Extreme weather changes predicted by unprecedented model simulations

University of Hawaiʻi at Mānoa
Contact:
Malte Stuecker, 808-956-9158
Assistant Professor, Oceanography & IPRC, School of Ocean and Earth Science and Technology
Marcie Grabowski, 808-956-3151
Outreach specialist, School of Ocean and Earth Science and Technology
Posted: Dec 16, 2021

California fire. Credit: Patrick Perkins via Unsplash.
California fire. Credit: Patrick Perkins via Unsplash.
Extreme rain, flooding more likely with climate change. Credit: Casey Horner via Unsplash.
Extreme rain, flooding more likely with climate change. Credit: Casey Horner via Unsplash.

There is growing public awareness that climate change will impact society not only through changes in mean temperatures and rainfall over the 21st century, but also in the occurrence of more pronounced extreme events, and more generally in natural variability in the Earth system. Such changes could also have large impacts on vulnerable ecosystems in both terrestrial and marine habitats.

A team of researchers including Malte Stuecker from the University of Hawai‘i at Mānoa School of Ocean and Earth Science and Technology (SOEST), explored projected future changes in climate and ecosystem variability and reported that the impact of climate change is apparent in nearly all aspects of climate variability. The study, led by the IBS Center for Climate Physics (ICCP) at Pusan National University in South Korea and published in Earth System Dynamics, emphasized that the impacts range from temperature and rainfall extremes over land to increased number of fires in California, to changes in bloom amplitude for phytoplankton in the North Atlantic Ocean.
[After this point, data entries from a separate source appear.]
PR #546, opened 2025-08-25
refactor(tjpgd): simplify the example to decouple it from bsp packages

suda-morris:
This PR is to fix a build issue we encounter in https://github.com/espressif/idf-extra-components/actions/runs/17204187200/job/48801105823

By decoupling the example from the BSP packages.

### DIFF
--- a/esp_jpeg/examples/get_started/README.md
+++ b/esp_jpeg/examples/get_started/README.md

Model simulations over 250 years

The team conducted a set of 100 global Earth system model simulations over 1850-2100, working with a “business-as-usual” scenario for relatively strong emissions of greenhouse gases over the 21st century. The runs were given different initial conditions, and, by virtue of the butterfly effect (a property of chaotic systems by which small changes in initial conditions can lead to large-scale and unpredictable variation in the future state of the system), they were able to represent a broad envelope of possible climate states over 1850-2100, enabling sophisticated analyses of changes in the variability of the Earth system over time.
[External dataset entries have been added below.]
PR #547, opened 2025-08-26
Fix/upgrade idf build apps

suda-morris:
Use the latest idf-build-apps.


.github/workflows/build_and_run_apps.yml
```diff
@@ -34,7 +34,7 @@ jobs:
           git config --global --add safe.directory $build_dir
           cd -
       - name: Install dependencies
-        run: pip install 'idf-build-apps>=2.4,<2.5'
+        run: pip install 'idf-build-apps~=2.12'
```
tore-espressif, line 37: Same is on line 92, then it should work

suda-morris: good catch

PR #548, opened 2025-08-26
fix(jpeg-turbo): version 3.1.1 && don't build cli tools

suda-morris:
This PR aims to remove the build warnings e.g.: https://github.com/espressif/idf-extra-components/actions/runs/17233944936/job/48894577947

Because it is also trying to build the CLI tools and tests, which is not necessary for us.

We're using the commit a little bit ahead of the upstream tag 3.1.1 because we want to include this commit:
https://github.com/libjpeg-turbo/libjpeg-turbo/commit/942ac87e479c48199d48781e9a5b2cda3b910d7b

jpeg-turbo is a pure C project, so removed the compile flags that are only for C++: `-fpermissive`


igrr (approved):
Thanks for the fix and the cleanups!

Further, the relatively high resolution (~100 km) of the model, in conjunction with the 100 different realizations, represented an unprecedented set of technical challenges that needed to be met before advancing to the goal of assessing how climate variability is impacted by sustained anthropogenic changes to the climate system.

“We met these challenges by using the IBS/ICCP supercomputer Aleph, one of Korea’s fastest supercomputers,” said Sun-Seon Lee from the ICCP, a co-author of the study who ran the simulations together with her National Center for Atmospheric Research (NCAR) colleague Nan Rosenbloom. For the project, approximately 80 million hours of supercomputer time were used.

Widespread changes

Taken together, the computer simulations reveal that across our planet we can expect widespread changes in climate variability, ranging in timescales from storm events to decadal changes. Each of these changes has important impacts for sustainable resource management. For example, occurrences of extreme rainfall events over the 21st century indicate that extremes are expected to become more commonplace in many regions. These projected changes in rainfall extremes are in fact representative of changes in extremes in the future across a broad range of climate and ecosystem variables, which has important implications for future adaptation strategies.

“Without substantial mitigation of greenhouse gas emissions, together with sustained local adaptation efforts, these ubiquitous changes in climate volatility will extensively impact people and communities across the globe,” said Stuecker, an assistant professor of oceanography in SOEST.

In continuing NOAA funded projects, Stuecker, Brian Powell, Chris Sabine and other colleagues at UH Mānoa are currently utilizing these simulations for regional downscaling efforts to assess the impacts of future climate change and ocean acidification on regional fisheries and other coastal systems across the Hawaiian Archipelago.

This work resulted from a collaborative partnership between the ICCP and the Community Earth System Model project at the NCAR in the U.S. and also included researchers from the Korea Polar Research Institute, UH Mānoa, and the University of Colorado - Boulder. The NCAR is sponsored by the U.S. National Science Foundation and managed by the University Corporation for Atmospheric Research.